Ne bitmez çilemiz varmış. 18 yıldır, AKP iktidarı boyunca, her gün ayrı bir üzüntü, sıkıntı, acı yaşamaktan bıktık usandık. Yüzümüz gülmez oldu. Bir gün bile “OH” diyemedik. Her şey bozuldu, geri gitti çöktü. Hele hele; genç yaşta, toprağa emanet ettiğimiz yavrularımızın, şehitlerimizin ve de yaralılarımızın sayısını, takip edemez hale geldik. Her eve ateş düştü. Ocaklar söndü. Hayatımız kâbusa döndü.
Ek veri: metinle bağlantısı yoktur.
PR #170, opened 2021-08-25
go: upgrade golang to 1.17

cpanato:
- golangci-lint: bump to use release 1.42
- go: upgrade golang to 1.17

### DIFF
--- a/.github/workflows/verify-k8s.yml
+++ b/.github/workflows/verify-k8s.yml
@@ -23,9 +23,11 @@ jobs:
     runs-on: ubuntu-latest
     steps:
       - uses: actions/checkout@v2.3.4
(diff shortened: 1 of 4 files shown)


lukehinds (changes requested):
I honestly prefer we don't do this yet , unless there is a specific real need for 1.17.

A lot of Linux distributions will be a long way off supporting 1.17 (most are only just rolling out 1.16 on their latest releases). You are only going to find 1.17 on a rolling based distro. This means stable platforms (debian, opensuse, fedora (not including rawhide) won't be able to package fulcio.

cpanato:
got it. I will close the PRs

cpanato:
closing for now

1– Yine, büyük bir matem yaşamaktayız. İktidarın keyfi, hatalı politikaları uğruna, İdlib’de çok sayıda evlâdımızı kaybettik. (Sayı vermiyorum. Zira resmî açıklamalar güven vermiyor.) Artık sözlerin ve yazıların anlam ifade edemediği bir noktaya geldik.
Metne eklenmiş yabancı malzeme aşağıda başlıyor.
PR #228, opened 2021-10-30
Add support for recoginizing allow.pub as an spiffe issuer

evanphx:
#### Summary

Add support for fulcio to allow spiffe tokens signed by allow.pub

#### Description

I'm building an OCI registry that would like to perform server side
cosign support via fulcio. The OCI registry is called vcr.pub and should
be available in beta form soon.

The reason that the domain used here is allow.pub rather than vcr.pub is
one of the future services we'd like to support is other OIDC related
authentication tasks, so we've separated it from the OCI registry off
the bat.

### DIFF
--- a/federation/external/allow.pub/config.yaml
+++ b/federation/external/allow.pub/config.yaml
@@ -1,0 +1,18 @@
+# Copyright 2021 The Sigstore Authors
+#
+# Licensed under the Apache License, Version 2.0 (the "License");
+# you may not use this file except in compliance with the License.
+# You may obtain a copy of the License at
+#
+#      http://www.apache.org/licenses/LICENSE-2.0
+#
+# Unless required by applicable law or agreed to in writing, software
+# distributed under the License is distributed on an "AS IS" BASIS,
+# WITHOUT WARRANTIES OR CONDITIONS OF ANY KIND, either express or implied.
+# See the License for the specific language governing permissions and
+# limitations under the License.
+
+url: https://allow.pub
+contact: evan@phx.io
+description: "Server side signing support for the OCI registry vcr.pub"
+type: "spiffe"
--- a/config/fulcio-config.yaml
+++ b/config/fulcio-config.yaml
@@ -22,6 +22,11 @@ data:
               "ClientID": "sigstore",
               "Type": "email"
             },
+            "https://allow.pub": {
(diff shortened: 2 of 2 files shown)


federation/external/allow.pub/config.yaml
```diff
@@ -0,0 +1,18 @@
...
+#
+# Unless required by applicable law or agreed to in writing, software
+# distributed under the License is distributed on an "AS IS" BASIS,
+# WITHOUT WARRANTIES OR CONDITIONS OF ANY KIND, either express or implied.
+# See the License for the specific language governing permissions and
+# limitations under the License.
+
+url: https://allow.pub
+contact: evan@phx.io
+description: "Server side signing support for the OCI registry vcr.pub"
```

a) Bu büyük kayıpta, iktidarın vebali büyüktür. Zira yedek subaylığımı (91. Dönem/1968-70 yılları) Cizre ve Mardin’de seyyar Jandarma olarak yapmamın üzerinden 50 yıl geçmiş olmasına rağmen, Biliyorum ki;
-Hava desteği olmadan, kara intikali (özellikle de gündüz vakti) yapılmaz. Asker, hiçbir zaman toplu halde tutulmaz, en geniş biçimde dağıtılır. Güçlü bir uçaksavar sistemi devreye sokulur.
-Bu kadar pervasız davranılmaz, “kimse bana saldıramaz” havasına girilmez. Hele hele Rusya’ya, “Dostum” lâflarına güvenilmez.
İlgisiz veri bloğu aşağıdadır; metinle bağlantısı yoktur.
PR #806, opened 2024-07-03
Exclude gaskets from client bundling

agerard-godaddy:
## Summary

In order to allow gaskets to be imported for server-side `getInitialProps` usage cases, we need to ensure they are not attempted to be bundled for the browser.

## Changelog

**create-gasket-app**
- Default generate gaskets with filename configured

**@gasket/plugin-nextjs**
- Add false alias for gasket filenames for client bundling

## Test Plan

Locally tested by calling `/path/to/gasket/packages/create-gasket-app/lib/index.js`

### DIFF
--- a/packages/gasket-core/lib/index.d.ts
+++ b/packages/gasket-core/lib/index.d.ts
@@ -50,10 +50,11 @@ declare module '@gasket/core' {
 
   // This is the config
   export interface GasketConfig {
-    filename?: string;
     plugins: Array<Plugin>;
     root: string;
     env: string;
+    /** Path to the gasket instance file. Can be set to `import.meta.filename` **/
+    filename?: string;
   }
 
   export class GasketEngine {
--- a/packages/gasket-core/lib/index.d.ts
+++ b/packages/gasket-core/lib/index.d.ts
@@ -40,8 +40,8 @@ declare module '@gasket/core' {
 
   export type Plugin = {
     name: string;
-    version: string;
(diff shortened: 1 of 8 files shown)


packages/gasket-core/lib/index.d.ts
```diff
@@ -40,8 +40,8 @@ declare module '@gasket/core' {
 
   export type Plugin = {
     name: string;
-    version: string;
-    description: string;
+    version?: string;
+    description?: string;
```
mmason2-godaddy, line 44: If these are optional then the metadata will missing if they are not defined.

packages/gasket-core/lib/index.d.ts
```diff
@@ -50,6 +50,7 @@ declare module '@gasket/core' {
 
   // This is the config
   export interface GasketConfig {
+    filename?: string;
```
mmason2-godaddy, line 53: So you're declaring the name of the file in which this is defined? In `gasket.js` you'll have a `filename` property with the value of `gasket.js`?

agerard-godaddy: Basically yes, though it'll be the full path i.e. `/absolute/path/to/gasket.js`. By using `import.meta.filename` we don't have to worry if the user renames or moves it.

mmason2-godaddy (approved):

rxmarbles (approved):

b) Kaldı ki; Sarayın fevkalade hatalı dış politikaları; ABD ile Rusya arasındaki gelgitleri; Herkese karşı saygısız ve kavgacı üslûbu, yüzünden Türkiye’nin hiçbir yabancı dostu ve dış itibarı kalmamıştır. ABD/Rusya/NATO/İran/Orta-Doğu ülkeleri, velhasıl herkes, ikiyüzlü davranmaktadır. Bizim sıkıntılarımız, umurlarında değildir. Gururlanmanın, üst perdeden atmanın, herkese bağırmanın, bir anlamı yoktur. Kaldı ki; Rusya’ya karşı, ciddi bir tepki de gösteremiyoruz. Zira doğalgaz, ihracat, turizm, S-400 vb. birçok konuda, muhtaç durumdayız. (Ve Rusya bizimle alay ediyor.)
c) Harekâtı kim yönetmektedir? Savunma Bakanı sivildir. İnisiyatifin komutanlarda olması gerekmez mi? Ama ne yazık ki emir-komuta zinciri yok edilmiştir. Askeri okullar kapatılmış, çok önemli bir kaynak kurutulmuştur. Yük; iş bulamadığı için, ekmek parası uğruna, sözleşmeli olarak görev yapanların sırtına kalmıştır.
d) İki Bin Yıllık, “Asker Millet” kavramı yok edilmiştir. İmtiyazlı sınıfın çocukları, para vererek (daha önce de rapor alarak) bu kutsal görevden kaçabilmektedirler. Yük gariban ailelerin evlâtlarının sırtına binmektedir.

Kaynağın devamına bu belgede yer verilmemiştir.